Il y a un décalage dans le dialogue qui fait rire. Elle lui demande ce qu’il ressent
« que sentez-vous ? » Argan lui décrit tous ces petits mots quotidiens « maux
de cœur, lassitude par tous les membres, douleurs de ventre, douleur de tête,
voile devant les yeux » il décrit les douleurs normales d’un homme de son âge,
donc rien de grave. La répétition de Toinette « le poumon » fait donc rire et
ridiculise Argan qui fait apparaitre un comique de caractère. C’est un
hypocondriaque. Tout est prétexte à la maladie.

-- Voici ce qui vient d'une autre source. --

PR #2104, opened 2026-09-20
prefetch: add the auto scope and stream ondemand blobs first

bergwolf:
`prefetch.scope` gains `auto`, now the default: when a priority blob is an ondemand (REDIRECT) blob the prefetch behaves like `ondemand` (only that blob is streamed), otherwise like `all`, so an unoptimized image streams every blob in the background the way a classic nydusd mount does instead of serving every read on demand. Under `all` the ondemand blobs are streamed before the other priority blobs regardless of declared order, so whole-blob pulls skip the groups the redirect already filled.

The auto decision runs on the prefetch thread after the blob opener pool starts, so it never delays the mount and reuses the meta round trips the openers already pay.


Zephyrcf (approved):
LGTM

PR #2107, opened 2026-09-22
refactor(blob-metadata): express group span in bytes and always verify seal on load

gaius-qi:
## Overvie
Blob metadata now records the chunk-group span as a byte shift instead of a chunk count, and the crc32 seal is verified unconditionally when the metadata is loaded rather than only on request. Reserved and padding bytes in the footer are ignored during parsing so they no longer affect validation.

The footer parser rejects unknown blob footer versions instead of silently accepting them, and the registry backend anchors the footer layout so the trailing metadata is located at a fixed position.

Accessor methods for crc and offset fields are renamed for consistency, and the storage cache, prefetch, chunk-group map, build, check, and optimize paths are updated to use the byte-based span and renamed accessors. Documentation and tests are adjusted accordingly.
## Related Issues

## Change Details

## Test Results

## Change Type
- [ ] Bug Fix
- [ ] Feature Addition
- [ ] Documentation Update
- [ ] Code Refactoring
- [ ] Performance Improvement
- [ ] Other (please describe)

## Self-Checklist


imeoer:
Two suggestions on the on-disk format design:

1. **Keep `maximum_group_span_block_shift` and its block-based encoding.** This is the maximum padded address-space span of any group, not a fixed group size or its tightly packed payload size. `maximum` makes that distinction explicit, and 4 KiB blocks match the GroupTable addressing and alignment constraints. Changing header byte 24 from `4096 << shift` to `1 << shift` adds no representational capability, but changes the default 8 MiB encoding from 11 to 23 while the format version remains 1. The new reader rejects the old default value, and the old reader rejects the new default value. Byte-oriented in-memory accessors or constructor arguments can still be supported without changing the wire encoding.

2. **Use `compat` / `incompat` feature bits as the compatibility contract, rather than rejecting solely because `version != 1`.** In particular, the footer previously treated the version as informational; adding an exact-version gate prevents otherwise compatible evolution. With a stable base layout, an unknown compat bit should be ignored, an unknown incompat bit must be rejected, and a higher informational version alone should not make an otherwise readable blob fail. Please make this contract explicit and consistent for the footer and metadata; the metadata version gate already exists, so this is also a broader design clarification.

This does not mean accepting arbitrary future layouts: CRC, bounds, and layout validation must remain mandatory. A change that alters how existing fields are interpreted needs an explicit incompat feature and decoder support; unrecognizable framing must still be rejected. Silently redefining an existing field with the same flags is not a compatible extension.

Could we keep the current block-span encoding, retain the CRC/layout validation improvements, and add regression coverage for a higher informational version with unchanged layout, unknown compat/incompat bits, and reading the existing v1 block-span encoding?

PR #18, opened 2025-07-19
feat: add authorization token ml-9

MrKopchick:
Backend:
added a jwt service in src/libs/modules/token

Frontend:
added a jwt helper in src/libs/helpers


apps/backend/src/libs/modules/token/jwt.service.ts
```diff
@@ -0,0 +1,24 @@
+import { BaseToken } from "./base-token.js";
+import { type JwtPayload } from "./libs/types/types.js";
+
+const SECRET = new TextEncoder().encode(process.env["JWT_SECRET"]);
+const EXPIRES_IN = process.env["JWT_EXPIRES_IN"] ?? "24h";
```
fshabanov, line 5: Use config module instead. Check how we use other env variables

fshabanov (changes requested):

apps/backend/src/libs/modules/token/base-token.ts
```diff
@@ -0,0 +1,41 @@
...
+	private algorithm: string;
+	private secret: Uint8Array;
+
+	constructor({ algorithm, secret }: Constructor) {
+		this.secret = secret;
+		this.algorithm = algorithm;
+	}
+
+	public async createToken({
+		expirationTime,
```
fshabanov, line 23: Let's add expirationTime through the constructor since it comes from .env

apps/backend/src/libs/modules/token/jwt.service.ts
```diff
@@ -0,0 +1,26 @@
+import { type BaseToken } from "./base-token.js";
+import { type JwtPayload } from "./libs/types/types.js";
+
+class JwtService {
```
fshabanov, line 4: Why do we need this service at all? It does the same thing as BaseToken. We can only have BaseToken and that will be enough

apps/backend/src/libs/modules/token/base-token.ts
```diff
@@ -0,0 +1,41 @@
+import {
```
fshabanov, line 1: Rename the file to `base-token.module.ts`

apps/backend/src/libs/modules/token/jwt.ts
```diff
@@ -0,0 +1,18 @@
...
+import { type JwtPayload } from "./libs/types/types.js";
+
+const SECRET = new TextEncoder().encode(config.ENV.TOKEN.SECRET);
+const ALGORITHM = config.ENV.TOKEN.ALGORITHM;
+const EXPIRES_IN = config.ENV.TOKEN.EXPIRES_IN;
+
+const baseToken = new BaseToken<JwtPayload>({
+	algorithm: ALGORITHM,
+	secret: SECRET,
+});
```
fshabanov, line 14:
```suggestion

const baseToken = new BaseToken<JwtPayload>({
	algorithm: config.ENV.TOKEN.ALGORITHM,
	secret: new TextEncoder().encode(config.ENV.TOKEN.SECRET),
});
```

No need to create new variables here

fshabanov (changes requested):

apps/backend/src/libs/modules/token/base-token.module.ts
```diff
@@ -0,0 +1,38 @@
...
+		this.expirationTime = expirationTime;
+	}
+
+	public async sign(payload: T): Promise<string> {
+		return await new SignJWT(payload)
+			.setProtectedHeader({ alg: this.algorithm })
+			.setIssuedAt()
+			.setExpirationTime(this.expirationTime)
+			.sign(this.secret);
+	}
```
o-nedashkivska, line 31: Seems like no async await needed here. The same for verify method
```suggestion
	public sign(payload: T): Promise<string> {
		return new SignJWT(payload)
			.setProtectedHeader({ alg: this.algorithm })
			.setIssuedAt()
			.setExpirationTime(this.expirationTime)
			.sign(this.secret);
	}
```

apps/backend/src/modules/auth/auth.service.ts
```diff
@@ -4,17 +4,23 @@ import {
 } from "~/modules/users/libs/types/types.js";
 import { type UserService } from "~/modules/users/user.service.js";
 
+import { jwt } from "../../libs/modules/token/jwt.js";
```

De la même manière, elle conduit l’interrogatoire vers ses habitudes car elle le
connaît bien, mais lui l’ignore et va croire que c’est un effet de ses
compétences qu’elle puisse connaitre si bien ce qu’il aime. « Vous avez appétit
à ce que vous mangez ? Vous aimez boire un peu de vin ? Il vous prend un petit
sommeil après le repas et vous êtes bien aise de dormir ? » Ces trois faits ne
sont pas des signes de maladie mais des signes de bonne santé. Le « oui
monsieur » d’Argan montre qu’il ne se rend pas compte combien Toinette se
moque de lui. Puis elle l’interroge sur ce qu’il mange, et il en donne la liste
« du potage, de la volaille, du veau, du bouillon, des œufs frais, du vin coupé
avec de l’eau » c’est un régime pour malade à l’époque. Il y a encore la
répétition mécanique d’un mot « ignorant » qui fait rire.
Troisième partie :
Le dernier argument apporté par Toinette pour convaincre son patient réticent
à la croire est le latin « ignorantus, ignoranta, ignorantus » elle imite les
médecins de l’époque de Molière qui utilisait cela pour abuser de leur patient
et tromper leur confiance. Cela fait savant. La répétition vaut pour
argumentation pour Toinette. Ensuite, elle s’empresse de dire le contraire de
ce qu’on a prescrit « il faut boire votre vin pur…pour épaissir votre sang qui est
trop subtil » le vin est reconnu pour ses vertus médicinales en quantité
raisonnable à l’époque. Puis, elle utilise des hyperboles « bons gros bœuf, bon
gros porc, bon fromage de Hollande, du gruau et du riz, des marrons et des
oublies » c’est un régime alimentaire riche en graisse et en sucre, lourd et long
à digérer. Elle termine, enfin, par une critique méprisante de monsieur Purgon
« votre médecin est une bête » l’adjectif est utilisé à double sens, c’est à dire
qui malmène ses patients et qui est un ignorant.

Cette scène offre une richesse de procédé comique au théâtre, on a le


comique situation, avec Toinette déguisée en médecin, le comique de
caractère avec Argan en malade naïf, le comique de mot dans la stichomythie,
le comique de geste avec la palpation du pouls, et la satire avec la critique du
comportement des médecins du 17 ème siècle. Molière s’est vengé de ceux qui
ont été incapable de le soigner de sa tuberculose.